France concluded a treaty of protection with the Qing government in Beijing that gave it a protectorate over Guangxi, Yunnan and Guizhou, ignoring the government of the Republic of China in Nanjing. It acted as a buffer to French Indochina and was de facto part of it as the commanders of the French military presence there deferred to the Governor-General in Hanoi. France now possessed one third of all of China’s tin and manganese reserves and these were quickly under the control of French mining conglomerates. Crops that brought in good money such as tobacco and sugarcane also quickly fell to French control.

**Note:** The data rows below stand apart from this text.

PR #715, opened 2018-01-03
Hardware preauth salt fixes

greghudson:
If a principal has the requires_hwauth bit set, include PA-ETYPE-INFO or PA-ETYPE-INFO2 padata in the PREAUTH_REQUIRED error, as preauth mechs involving hardware tokens may also use the principal's Kerberos password.

When looking up the client long-term key in the securid_sam2 preauth module, look for any salt type, not just the default salt type.

### DIFF
--- a/src/kdc/kdc_preauth.c
+++ b/src/kdc/kdc_preauth.c
@@ -144,7 +144,7 @@ static preauth_system static_preauth_systems[] = {
     {
         "etype-info",
         KRB5_PADATA_ETYPE_INFO,
-        0,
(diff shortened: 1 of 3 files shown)


greghudson:
My eventual plan for that file is to refactor it so that it no longer has a static_preauth_systems table, and we just add informational preauth entries to the list in the code.  I did a refactoring along those lines to lib/krb5/krb/preauth2.c back in commit 5c23bce0e8d3328bb36bc85ee10cfac486b8ae9b.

For Japan it made sense to establish a protectorate around their concession at Qingdao and so they did. Shandong Province was theirs after they reached an agreement with the British who had a naval base there called Port Edward, located at Weihaiwei. Britain gave up Weihaiwei, but easily enough obtained concessions for two new Royal Navy bases at Shanghai and Canton. Besides Shandong, Japanese also increased its control over Fujian, which was directly across the sea from their colony of Taiwan.

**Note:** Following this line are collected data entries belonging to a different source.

PR #717, opened 2018-01-11
Fix grouping of GGF extensions in gssapi_ext.h

frozencemetery:
Move gss_import/export_cred to be with the rest of the GGF extensions.
Also adds clarifying comments that gss_set_cred_option and
gssspi_mech_invoke are not part of the GGF extensions.

### DIFF
--- a/src/lib/gssapi/generic/gssapi_ext.h
+++ b/src/lib/gssapi/generic/gssapi_ext.h
@@ -169,12 +169,31 @@ OM_uint32 KRB5_CALLCONV gss_set_sec_context_option
 	 const gss_OID /*desired_object*/,
 	 const gss_buffer_t /*value*/);
 
+/*
+ * Export import cred extensions from GGF, but using Heimdal's signatures
+ */
+OM_uint32 KRB5_CALLCONV gss_export_cred
+	(OM_uint32 * /* minor_status */,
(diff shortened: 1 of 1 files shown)


greghudson:
Based on https://k5wiki.kerberos.org/wiki/Projects/Export_import_cred it looks like our gss_export_cred/gss_import_cred function signatures were based on Heimdal's, not the GGF draft.

frozencemetery:
Adjusted header comment accordingly.

greghudson:
I was going to argue that gss_export/import_cred weren't related to the GGF draft, but when I went back and found the commit log for the Heimdal implementation (commit fa502c6648c5d3836cfc1f4eacbd33c785e380fb, July 2009) I found:

    As documented by IBM (they have the wrong prototype though)
    and GGF (GSS-API Extensions) back in 2001

draft-engert-ggf-gss-extensions was in 2003.  There may have been an earlier version without the extra export/import_cred parameters, though I can't easily find it if so.  The IBM documentation for these functions currently uses the same prototype as Heimdal/MIT unless I fail at "spot the difference", but there's evidence that IBM changed the documentation in 2014, so that might not have been the case in 2009.

Anyway, to keep a long story short, I will accept the PR as-is.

The Scramble for China was the depressing climax of the “Century of Humiliation.” This describes an era that had started with China’s defeat in the First Opium War in 1839, a period of intervention, subjugation and ultimately partition with the establishment of “protectorates” as a thin veil masking foreign colonial rule over large swathes of the country. By the time the process was completed around 1920, Russia had annexed 3.2 million square kilometres, an area six times the size of Germany. The revived Qing Empire north of the Yellow River was a vassal state to Russia. South of the Yellow River a bunch of Western protectorates were in fact colonies, which neither of the two Chinese governments had any real say over anymore whatsoever. The remaining Republican rump state de facto only controlled the Sichuan, Hubei, Jiangxi, Henan, Anhui and Jiangsu provinces. China had been carved like a turkey.